The Seachem dosing chart works pretty well for their products. I would just go by that until you are ready to use the dry ferts.


----------



## Left C (Jun 14, 2005)

This sticky may help if you have Microsoft Excel:
http://www.aquaticplantcentral.com/...ng/45119-seachem-dosing-calculator-chart.html

If you don't have Excel; just let me know and I will give you the dosing amounts that's based on Seachem's chart that AaronT mentioned.
http://i155.photobucket.com/albums/s320/Left_C/SeachemsPlantDosingChart.gif

If you want to use EI; use this fertfriend calculator.

The fertilator has some typos in the Seachem line of products. Iron is listed in a lot of products that don't contain any at all.

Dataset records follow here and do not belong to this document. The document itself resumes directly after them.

PR #3821, opened 2026-07-15
feat(sync): resolve declared classes for pre-confirmed blocks

EgeCaner:
Adds the ability to fetch and register class definitions declared in past pre-confirmed blocks (PreLatest blocks), which were previously left unresolved until finalization. The poller now resolves each backfilled slot's declared classes and stores them on the exact block that declares them, and pre-confirmed state reads merge classes across the whole chain instead of returning nil.

### DIFF
--- a/sync/preconfirmed/chain_storage.go
+++ b/sync/preconfirmed/chain_storage.go
@@ -167,19 +167,6 @@ func (c *ChainReader) PreConfirmedStateAt(
 	return pending.NewState(&stateDiff, newClasses, base, blockNumber), closer, nil
 }
 
-func mergeClassesInto(
-	dst, src map[felt.Felt]core.ClassDefinition,
-) map[felt.Felt]core.ClassDefinition {
-	if len(src) == 0 {
-		return dst
-	}
-	if dst == nil {
-		dst = make(map[felt.Felt]core.ClassDefinition, len(src))
-	}
-	maps.Copy(dst, src)
-	return dst
-}
-
 // PreConfirmedStateBeforeIndexAt returns the chain's view of state immediately
 // before transaction `index` at blockNumber. See PreConfirmedStateAt for the base-
 // resolution contract; here the chain additionally layers the target slot's
@@ -344,9 +331,9 @@ func (s *ChainStorage) ApplyUpdate(
 	return affected, nil
 }
 
-// withClasses returns base with the entries of extra added, without mutating base's map
+// mergeClassesCopying returns base with the entries of extra added, without mutating base's map
 // (copy-on-write). Returns base unchanged when extra is empty.
-func withClasses(
+func mergeClassesCopying(
 	base, extra map[felt.Felt]core.ClassDefinition,
 ) map[felt.Felt]core.ClassDefinition {
 	if len(extra) == 0 {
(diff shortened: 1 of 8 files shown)


sync/preconfirmed/chain_storage.go
```diff
@@ -155,13 +156,28 @@ func (c *ChainReader) PreConfirmedStateAt(
...
+) map[felt.Felt]core.ClassDefinition {
+	if len(src) == 0 {
+		return dst
+	}
+	if dst == nil {
+		dst = make(map[felt.Felt]core.ClassDefinition, len(src))
+	}
+	maps.Copy(dst, src)
+	return dst
 }
```
rodrodros: Only nit for this function is that seems to be placed a bit randomly. I would suggest to place it at the bottom (since it is not very important for the file).

sync/preconfirmed/chain_storage.go
```diff
@@ -155,13 +156,28 @@ func (c *ChainReader) PreConfirmedStateAt(
...
+}
+
+func mergeClassesInto(
+	dst, src map[felt.Felt]core.ClassDefinition,
+) map[felt.Felt]core.ClassDefinition {
+	if len(src) == 0 {
+		return dst
+	}
+	if dst == nil {
+		dst = make(map[felt.Felt]core.ClassDefinition, len(src))
```
rodrodros: performance nit: for this specific case calling `maps.Clone` on `dst` and returning it will be slightly faster.

Also helps readability a little bit. 

Feel free to ignore.

sync/preconfirmed/chain_storage.go
```diff
@@ -318,6 +344,22 @@ func (s *ChainStorage) ApplyUpdate(
 	return affected, nil
 }
 
+// withClasses returns base with the entries of extra added, without mutating base's map
+// (copy-on-write). Returns base unchanged when extra is empty.
+func withClasses(
```
rodrodros: nit: A slight readability improvement can be adding a verb to this function name. Suggestions: `cowNewClasses`?

sync/preconfirmed/chain_storage.go
```diff
@@ -318,6 +344,22 @@ func (s *ChainStorage) ApplyUpdate(
...
+	base, extra map[felt.Felt]core.ClassDefinition,
```
rodrodros, line 337: Aren't we using the `felt.SierraHash` type here because of legacy code?

sync/preconfirmed/poller.go
```diff
@@ -197,33 +206,141 @@ func (p *Poller) backfill(
...
+	}
+
+	declaredCount := declaredClassCount(storedStateDiff, updateStateDiffs)
+	if declaredCount == 0 {
+		return nil, nil
+	}
+
+	classes := make(map[felt.Felt]core.ClassDefinition, declaredCount)
+	for classHash := range declaredClassHashes(storedStateDiff, updateStateDiffs) {
+		class, err := p.dataSource.Class(ctx, classHash)
```
rodrodros, line 284: I don't think this approach is good. Ideally we would have an async/await mechanism (for Go) to make this requests for the feeder. This a behaviour repeats across the whole sync package that can be probably improved. Something to note on this PR but not to fix on this one

Sn improvement to be done next. Every I/O interactions to network and to disk should be done asynchronously. The hard thing is to design it in an efficient way (not generating too much garbage). 

cc @infrmtcs

rodrodros (approved):

PR #3833, opened 2026-07-17
perf(blockchain): read only hash from db (and not full header)

rodrodros:


brbrr (approved):
LGTM. But let's wait for a green CI.

EgeCaner (approved):

PR #3855, opened 2026-07-23
feat(sync): measure total block processing time

### LINKED ISSUE #3849: logs: collect block processing metrics
It would benefit testing and development to have a clear view into block processing time. The idea is to measure block processing time from when it got attempted to get fetched, up until it gets written to db. As well as all the meaningful intermediate steps along the way.

Ehsan-saradar:
Adds a `total` sync step that measures a block's whole processing time: from the first fetch attempt until it is written to the database, including the time it spends queued between the fetch, verify and store stages.

Until now we only had per-stage timers (`fetch`, `verify`, `store`), so the queueing time between stages was invisible and the numbers never added up to the wall-clock time a block actually took.

- `sync_timers` picks the new step up automatically under `op="total"` (it is already a `HistogramVec` labelled by `op`, so no metric registration changes were needed).
- The duration is also added to the `Stored Block` log line as `took`.

Closes #3849

### DIFF
--- a/sync/sync.go
+++ b/sync/sync.go
@@ -32,6 +32,11 @@ const (
 	OpStore  = "store"
 	OpFetch  = "fetch"
 
+	// OpTotal spans a block's whole processing time: from the first fetch
+	// attempt until it is written to the database, including time spent
+	// queued between the fetch, verify and store stages.
+	OpTotal = "total"
+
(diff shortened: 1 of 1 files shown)


rodrodros:
Thanks for the PR, we will not go forward with this right now

PR #3856, opened 2026-07-23
refactor(cmd): use signal.NotifyContext for graceful shutdown

kirugan:
I found this function few months ago and always wanted to fix it in Juno. When we were writing `juno.go` long time ago we didn't know about it.


cmd/juno/juno.go
```diff
@@ -350,7 +344,7 @@ func main() {
 	})
 
 	if err := cmd.ExecuteContext(ctx); err != nil {
-		cancel()
+		fmt.Printf("error: %v\n", err)
 		os.Exit(1)
```
kirugan, line 350: `defer cancel()` won't be called once you reach `os.Exit(...)` so it doesn't actually matter. But I kept `defer cancel()` as it's good practice and later on you can modify "success" path and it will still work

cmd/juno/juno.go
```diff
@@ -314,18 +314,12 @@ var Version string
...
 
-	quit := make(chan os.Signal, 1)
-	signal.Notify(quit, os.Interrupt, syscall.SIGTERM)
-
-	ctx, cancel := context.WithCancel(context.Background())
-	go func() {
-		<-quit
-		cancel()
-	}()
+	ctx, cancel := signal.NotifyContext(context.Background(), os.Interrupt, syscall.SIGTERM)
```
kirugan, line 321: if you look at impl. it's essentially the same

rodrodros (commented):
Thank you!

cmd/juno/juno.go
```diff
@@ -350,7 +344,7 @@ func main() {
 	})
 
 	if err := cmd.ExecuteContext(ctx); err != nil {
-		cancel()
+		fmt.Printf("error: %v\n", err)
```
rodrodros, line 347: @kirugan could you please add a call to `cancel()` here to keep the linter happy 🙏

kirugan: sure, added

kirugan:
@rodrodros please take a look

PR #3858, opened 2026-07-24
refactor(core): use `[]felt.Felt` for transaction, event and message fields

RafaelGranza:
Replaces `[]*felt.Felt` for `[]felt.Felt` in transaction, event and message fields.

The main goal is to reduce GC pressure, improvecache locality, and tie the array of felts' lifespan to the objcted it lives in.

This PR introduces extra copies before hashing due to signature conflicts. These are [addressed in this PR.](https://github.com/NethermindEth/juno/pull/3859)


core/transaction.go
```diff
@@ -855,8 +864,8 @@ func EventsBloom(receipts []*TransactionReceipt) *bloom.BloomFilter {
 		for _, event := range receipt.Events {
 			fromBytes := event.From.Bytes()
 			filter.TestOrAdd(fromBytes[:])
-			for index, key := range event.Keys {
-				keyBytes := key.Bytes()
+			for index := range event.Keys {
+				keyBytes := event.Keys[index].Bytes()
```
RafaelGranza, line 868: This is a performance change.
Just to avoid creating an extra copy while iterating over the keys.
Does not happen in other hot places.

rodrodros (approved):

PR #3859, opened 2026-07-24
refactor(crypto): accept `[]felt.Felt` in Pedersen array and digest hashing

RafaelGranza:
Support for hashing `[]felt.Felt` on `Pedersen` and digest `Update`, so that hash calls can be zero-copy.

Also, `utils.ToPtrSlice` is removed since it is no longer used in the codebase.

### DIFF
--- a/core/crypto/pedersen_hash_test.go
+++ b/core/crypto/pedersen_hash_test.go
@@ -101,10 +101,31 @@ func TestPedersenArray(t *testing.T) {
 		}
 		digestWhole.Update(data...)
 		want := felt.UnsafeFromString[felt.Felt](tt.want)
-		got := crypto.PedersenArray(data...)
-		assert.Equal(t, want, got)
+		// PedersenArray (value slice) must match the pointer version exactly.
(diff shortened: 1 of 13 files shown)


core/crypto/pedersen_hash_test.go
```diff
@@ -149,52 +170,56 @@ var benchHashR felt.Felt
...
 	}
 }
 
-func BenchmarkPedersen(b *testing.B) {
-	randFelts := genRandomFeltPairs(b)
-	var f felt.Felt
-	b.ResetTimer()
-	for n := range b.N {
-		f = crypto.Pedersen(randFelts[n][0], randFelts[n][1])
+func BenchmarkPedersenElems(b *testing.B) {
```
rodrodros: Let's move the benchmarks to a dedicated pedersen_benchmark_test.go

Also, noticing that `_hash` suffix for the scripts in the `crypto` package can probably be stripped from all the files here (something to do after).

rodrodros (approved):
LGTM

PR #3861, opened 2026-07-24
chore(crypto): drop `_hash` suffix from `crypto` file names

### LINKED ISSUE #3860: Remove `_hash` suffix from files
`_hash` suffix for the scripts in the crypto package can probably be stripped from all the files

RafaelGranza:
Closes [Issue](https://github.com/NethermindEth/juno/issues/3860)

Also, there was a complete obsolete test file that I moved to the right place


core/crypto/poseidon_test.go
```diff
@@ -84,3 +84,18 @@ func TestPoseidonDigestUpdateArrayMatchesUpdate(t *testing.T) {
 		assert.Equal(t, byElems.Finish(), byArray.Finish())
 	}
 }
+
+// Test vectors from https://github.com/starkware-industries/poseidon
```
RafaelGranza, line 88: this test was sitting in its single file. no more need for that

brbrr (approved):

PR #3864, opened 2026-07-27
fix(rpc): report correct sync status in pruned mode

### LINKED ISSUE #3791: starknet_syncing incorrectly reports "not syncing" in pruned mode
# Summary

In pruned mode, Handler.Syncing (rpc/(v10/v9/v8)/sync.go) can return false (not syncing) while the node is in fact still syncing. This happens because it reads the starting block's header solely to obtain that block's hash, and in pruned mode that header may have already been pruned, so the read fails and the handler falls through to the default "not syncing" response.

### Details

The handler resolves the starting block hash like this:
```go
  startingBlockNumber, err := h.syncReader.StartingBlockNumber()
  if err != nil {
      return defaultSyncState, nil
  }
  startingBlockHeader, err := h.bcReader.BlockHeaderByNumber(startingBlockNumber)
  if err != nil {
      return defaultSyncState, nil   // <-- pruned starting header lands here
  }
```

 `BlockHeaderByNumber(startingBlockNumber)` is called only to read `startingBlockHeader.Hash` (and `.Number`, which we already have). When the node runs with history pruning enabled and has been syncing long enough that the starting block falls outside the retained window, that header no longer exists in the DB. The lookup returns an error, and every error path in this function returns `defaultSyncState`,  i.e. Syncing: false.

The result: a node that is actively syncing reports itself as fully synced, which is misleading to clients and breaks anything that polls `starknet_syncing` to gate readiness.

cicr99:
Fixes #3791 

`starknet_syncing` previously read the starting block hash from blockchain storage using the sync start block number. In pruned mode, that starting block header may have already been removed, causing the RPC method to return `false` even while the node is still syncing.

This PR stores the starting block header in the synchronizer once the starting block is successfully stored, and updates RPC v8/v9/v10 to read the starting block metadata from the synchronizer instead of prunable chain history.

## Changes

- Add `StartingBlockHeader()` to the sync reader interface.
- Cache the starting block header in `Synchronizer` when the sync start block is stored.
- Clear the cached starting header when the sync loop exits.
- Update `starknet_syncing` in RPC v8/v9/v10 to use the synchronizer’s cached start header.
- Update mocks, fake syncers, sequencer implementation, and RPC sync tests.

### DIFF
--- a/rpc/v10/sync.go
+++ b/rpc/v10/sync.go
@@ -38,10 +38,6 @@ func (s Sync) MarshalJSON() ([]byte, error) {
 func (h *Handler) Syncing() (*Sync, *jsonrpc.Error) {
 	defaultSyncState := &Sync{Syncing: new(bool)}
 
-	startingBlockHeader, err := h.syncReader.StartingBlockHeader()
-	if err != nil {
-		return defaultSyncState, nil
-	}
 	head, err := h.bcReader.HeadsHeader()
 	if err != nil {
 		return defaultSyncState, nil
@@ -51,6 +47,10 @@ func (h *Handler) Syncing() (*Sync, *jsonrpc.Error) {
 		return defaultSyncState, nil
 	}
 	if highestBlockHeader.Number <= head.Number {
+		return defaultSyncState, nil
+	}
+	startingBlockHeader, err := h.syncReader.StartingBlockHeader()
+	if err != nil || startingBlockHeader == nil {
 		return defaultSyncState, nil
 	}
 
--- a/rpc/v10/sync.go
+++ b/rpc/v10/sync.go
@@ -50,7 +50,7 @@ func (h *Handler) Syncing() (*Sync, *jsonrpc.Error) {
 		return defaultSyncState, nil
 	}
 	startingBlockHeader, err := h.syncReader.StartingBlockHeader()
-	if err != nil || startingBlockHeader == nil {
+	if err != nil {
 		return defaultSyncState, nil
 	}
 
--- a/rpc/v10/sync.go
+++ b/rpc/v10/sync.go
@@ -38,11 +38,7 @@ func (s Sync) MarshalJSON() ([]byte, error) {
 func (h *Handler) Syncing() (*Sync, *jsonrpc.Error) {
 	defaultSyncState := &Sync{Syncing: new(bool)}
 
-	startingBlockNumber, err := h.syncReader.StartingBlockNumber()
-	if err != nil {
-		return defaultSyncState, nil
-	}
-	startingBlockHash, err := h.bcReader.BlockHeaderHashByNumber(startingBlockNumber)
+	startingBlockHeader, err := h.syncReader.StartingBlockHeader()
 	if err != nil {
 		return defaultSyncState, nil
 	}
@@ -59,8 +55,8 @@ func (h *Handler) Syncing() (*Sync, *jsonrpc.Error) {
 	}
 
 	return &Sync{
-		StartingBlockHash:   startingBlockHash,
-		StartingBlockNumber: &startingBlockNumber,
+		StartingBlockHash:   startingBlockHeader.Hash,
+		StartingBlockNumber: &startingBlockHeader.Number,
 		CurrentBlockHash:    head.Hash,
 		CurrentBlockNumber:  &head.Number,
 		HighestBlockHash:    highestBlockHeader.Hash,
--- a/rpc/v10/sync_test.go
+++ b/rpc/v10/sync_test.go
@@ -34,18 +34,6 @@ func TestSyncing(t *testing.T) {
 		assert.Equal(t, &rpc.Sync{Syncing: &defaultSyncState}, syncing)
 	})
 
-	t.Run("nil starting block header", func(t *testing.T) {
-		mockReader.EXPECT().HeadsHeader().Return(&core.Header{Number: 1}, nil)
-		synchronizer.EXPECT().HighestBlockHeader().Return(
-			&core.Header{Number: 2, Hash: felt.NewFromUint64[felt.Felt](2)},
-		)
-		synchronizer.EXPECT().StartingBlockHeader().Return(nil, nil)
-
-		syncing, err := handler.Syncing()
-		assert.Nil(t, err)
-		assert.Equal(t, &rpc.Sync{Syncing: &defaultSyncState}, syncing)
-	})
-
 	t.Run("empty blockchain", func(t *testing.T) {
 		mockReader.EXPECT().HeadsHeader().Return(nil, errors.New("empty blockchain"))
 
--- a/rpc/v10/sync_test.go
+++ b/rpc/v10/sync_test.go
@@ -22,29 +22,30 @@ func TestSyncing(t *testing.T) {
 	defaultSyncState := false
 
 	startingBlockHeader := &core.Header{Number: 0, Hash: &felt.Zero}
-	mockReader.EXPECT().HeadsHeader().Return(&core.Header{Number: 1}, nil)
-	synchronizer.EXPECT().HighestBlockHeader().Return(
-		&core.Header{Number: 2, Hash: felt.NewFromUint64[felt.Felt](2)},
-	)
-	synchronizer.EXPECT().StartingBlockHeader().Return(nil, errors.New("nope"))
 	t.Run("undefined starting block header", func(t *testing.T) {
+		mockReader.EXPECT().HeadsHeader().Return(&core.Header{Number: 1}, nil)
+		synchronizer.EXPECT().HighestBlockHeader().Return(
+			&core.Header{Number: 2, Hash: felt.NewFromUint64[felt.Felt](2)},
+		)
+		synchronizer.EXPECT().StartingBlockHeader().Return(nil, errors.New("nope"))
+
 		syncing, err := handler.Syncing()
 		assert.Nil(t, err)
 		assert.Equal(t, &rpc.Sync{Syncing: &defaultSyncState}, syncing)
 	})
 
-	mockReader.EXPECT().HeadsHeader().Return(&core.Header{Number: 1}, nil)
-	synchronizer.EXPECT().HighestBlockHeader().Return(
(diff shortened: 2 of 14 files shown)


rpc/v8/sync.go
EgeCaner, line 41: Lets use partial decoder that only decodes block  num and hash from header, see https://github.com/NethermindEth/juno/blob/84de9c1f8eecb6abc7d9085dcebeecfbc8686ee9/core/accessors.go#L350

rpc/v8/sync.go
```diff
@@ -38,11 +38,7 @@ func (s Sync) MarshalJSON() ([]byte, error) {
 func (h *Handler) Syncing() (*Sync, *jsonrpc.Error) {
 	defaultSyncState := &Sync{Syncing: new(bool)}
 
-	startingBlockNumber, err := h.syncReader.StartingBlockNumber()
-	if err != nil {
-		return defaultSyncState, nil
-	}
-	startingBlockHeader, err := h.bcReader.BlockHeaderByNumber(startingBlockNumber)
+	startingBlockHeader, err := h.syncReader.StartingBlockHeader()
```
EgeCaner: nit: this can move below and only get read if need when not synced after `highestBlockHeader.Number <= head.Number` comparison. I won't expect much perf gains yet still reduces operations for synced path

sync/sync.go
```diff
@@ -115,6 +120,7 @@ type Synchronizer struct {
 	readOnlyBlockchain   bool
 	dataSource           DataSource
 	startingBlockNumber  *uint64
```
EgeCaner: Maybe retire `startingBlockNumber` since header contains that information and block number alone is not sufficient to reply `starknet_syncing`, thus I'm not sure publishing it before hash has any benefit.

rpc/v10/sync_test.go
```diff
@@ -21,19 +21,17 @@ func TestSyncing(t *testing.T) {
 	handler := rpc.New(mockReader, synchronizer, nil, nil)
 	defaultSyncState := false
 
-	startingBlock := uint64(0)
-	synchronizer.EXPECT().StartingBlockNumber().Return(startingBlock, errors.New("nope"))
-	t.Run("undefined starting block", func(t *testing.T) {
+	startingBlockHeader := &core.Header{Number: 0, Hash: &felt.Zero}
+	synchronizer.EXPECT().StartingBlockHeader().Return(nil, errors.New("nope"))
```
EgeCaner: Nit: Old test that carried over in time, I would prefer to move this mock setup inside the `t.Run` where it's used, expectations should be scoped to the subtest that relies on them, not the parent scope. It makes tests more readable.

rpc/v10/sync_test.go
```diff
@@ -21,19 +21,17 @@ func TestSyncing(t *testing.T) {
...
+	t.Run("undefined starting block header", func(t *testing.T) {
 		syncing, err := handler.Syncing()
 		assert.Nil(t, err)
 		assert.Equal(t, &rpc.Sync{Syncing: &defaultSyncState}, syncing)
 	})
 
-	synchronizer.EXPECT().StartingBlockNumber().Return(startingBlock, nil).AnyTimes()
+	synchronizer.EXPECT().StartingBlockHeader().Return(startingBlockHeader, nil).AnyTimes()
```
EgeCaner: Same here, I prefer to duplicate the mocking for each test

EgeCaner (changes requested):

sync/sync.go
cicr99: I've removed `StartingBlockNumber()` as it's no longer used after the new addition (only in tests, so removed those as well). However, removing `startingBlockNumber` altogether isn't as straight forward, as we discussed earlier, as this is the mechanism that is used for actually caching the starting header, or when a restart occurs

sync/sync.go
```diff
@@ -547,11 +556,37 @@ func (s *Synchronizer) revertHead(localHeader *core.Header) {
...
+	}
+	// Avoid overwriting a full header cached by storeTask while this fallback was reading from DB.
+	if !s.startingBlockHeader.CompareAndSwap(nil, header) {
+		header = s.startingBlockHeader.Load()
+		if header == nil {
+			return nil, errors.New("not running")
+		}
 	}
-	return *s.startingBlockNumber, nil
+	return header, nil
```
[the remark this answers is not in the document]
cicr99: I’d prefer to keep fallback caching because in `--remote-db` mode there is no `storeTask`, so the fallback is the only opportunity for the read-only node to retain the starting hash if the writer stores it and then pruning removes it.
I moved the active sync-run check before reading startingBlockHeader, so a cached fallback header cannot be returned once sync has stopped. I think that addresses the user-visible issue without needing a second post-CAS check. If sync finishes after the first check but before the method returns, returning the header is still acceptable because sync was active when the request was handled. Any cached value left behind after cleanup is inert, since later calls return not running before consulting the cache. So I’d prefer to keep the simpler version.

sync/sync_test.go
```diff
@@ -181,6 +182,165 @@ func TestSyncBlocks(t *testing.T) {
...
+		testDB,
+	)
+
+	storedStartingBlock := make(chan struct{}, 1)
+	synchronizer.WithListener(&sync.SelectiveListener{
+		OnSyncStepDoneCb: func(op string, blockNum uint64, took time.Duration) {
+			if op == sync.OpStore && blockNum == 0 {
+				storedStartingBlock <- struct{}{}
+			}
+		},
```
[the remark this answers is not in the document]
cicr99: I see the theoretical hazard, but I don’t think this test can realistically reach that path. The header is deleted only after the first OpStore for block 0 has been observed, and the test immediately reads StartingBlockHeader() and cancels the sync. It does not depend on, or attempt to exercise, any retry/reorg flow after that point. Since the channel is only used as a one-shot signal for the first store, I’d prefer to keep the callback simple unless we see this become flaky.

sync/sync.go
```diff
@@ -547,11 +556,38 @@ func (s *Synchronizer) revertHead(localHeader *core.Header) {
 	s.listener.OnReorg(localHeader.Number)
 }
 
-func (s *Synchronizer) StartingBlockNumber() (uint64, error) {
-	if s.startingBlockNumber == nil {
-		return 0, errors.New("not running")
+func (s *Synchronizer) StartingBlockHeader() (*core.Header, error) {
+	startingBlockNumber := s.startingBlockNumber.Load()
+	if startingBlockNumber == nil {
+		return nil, errors.New("not running")
```
EgeCaner: nit: better error message

sync/sync.go
```diff
@@ -547,11 +556,38 @@ func (s *Synchronizer) revertHead(localHeader *core.Header) {
...
+		return nil, err
+	}
+	header = &core.Header{
+		Number: *startingBlockNumber,
+		Hash:   hash,
+	}
+	// The sync loop may stop or restart while the fallback DB read is in flight.
+	// Only cache the fallback header if it still belongs to the same sync run.
+	if s.startingBlockNumber.Load() != startingBlockNumber {
+		return nil, errors.New("not running")
```
EgeCaner: nit: better error message

sync/sync.go
```diff
@@ -547,11 +556,38 @@ func (s *Synchronizer) revertHead(localHeader *core.Header) {
...
+	}
+	// Avoid overwriting a full header cached by storeTask while this fallback was reading from DB.
+	if !s.startingBlockHeader.CompareAndSwap(nil, header) {
+		header = s.startingBlockHeader.Load()
+		if header == nil {
+			return nil, errors.New("not running")
```
EgeCaner: nit: better error message

rpc/v10/sync.go
```diff
@@ -57,10 +49,14 @@ func (h *Handler) Syncing() (*Sync, *jsonrpc.Error) {
 	if highestBlockHeader.Number <= head.Number {
 		return defaultSyncState, nil
 	}
+	startingBlockHeader, err := h.syncReader.StartingBlockHeader()
+	if err != nil || startingBlockHeader == nil {
```
EgeCaner: nit: When err == nil we still nil-check the pointer, redundant for a normal (T, error) contract: non-nil error means don't touch the result, nil error should guarantee a non-nil result. If the callee can really return (nil, nil), that's the real smell, fix it at the source rather than guard at every call site. I guess this is not the case here, `StartingBlockHeader()` seems to be return err or valid ptr

sync/sync.go
```diff
@@ -547,11 +556,38 @@ func (s *Synchronizer) revertHead(localHeader *core.Header) {
...
+func (s *Synchronizer) StartingBlockHeader() (*core.Header, error) {
+	startingBlockNumber := s.startingBlockNumber.Load()
+	if startingBlockNumber == nil {
+		return nil, errors.New("not running")
+	}
+
+	header := s.startingBlockHeader.Load()
+	if header != nil {
+		return header, nil
+	}
```
EgeCaner, line 562: header read can be at top of this function, happy path does not require reading `startingBlockNumber`

sync/sync.go
```diff
@@ -547,11 +556,38 @@ func (s *Synchronizer) revertHead(localHeader *core.Header) {
...
+
+	hash, err := core.GetBlockHeaderHashByNumber(s.db, *startingBlockNumber)
+	if err != nil {
+		return nil, err
```
EgeCaner: nit: wrap err with context

sync/sync.go
```diff
@@ -547,11 +556,38 @@ func (s *Synchronizer) revertHead(localHeader *core.Header) {
...
+	}
+	header = &core.Header{
+		Number: *startingBlockNumber,
+		Hash:   hash,
+	}
```
EgeCaner: IMO we should either guarantee full header or make api return only number and hash. We can go with just reading full header above and using that, it will only run once I guess.

EgeCaner (changes requested):

sync/sync.go
EgeCaner: I made the change

EgeCaner (approved):
Looks good to me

Then you have to use the fertilator or Chuck's calculator in conjunction with the fertfriend and Barr's recommended dosing plan for your size of aquarium. The fertilator doesn't have any Iron mistakes using the dry ferts, I believe.


----------



## eklikewhoa (Jul 24, 2006)

When I used it I went with the Seachem chart and it worked really well for me.


----------



## Questin (Sep 30, 2007)

Left C said:


> If you don't have Excel; just let me know and I will give you the dosing amounts that's based on Seachem's chart that AaronT mentioned.
> http://i155.photobucket.com/albums/s320/Left_C/SeachemsPlantDosingChart.gif


Hey Left C, I looked at your .gif and noticed that day 7 says a 5% water change. Should that be 50%?


----------



## Left C (Jun 14, 2005)

Questin said:


> Hey Left C, I looked at your .gif and noticed that day 7 says a 5% water change. Should that be 50%?


The .gif is from Seachem's website. They printed it and suggested 5%. I cannot change their .gif.

When you look at my Excel calculator, it says 50% weekly water changes. I guess that this is what you are referring to.

When I used this calculator, I always did 50% water changes.


----------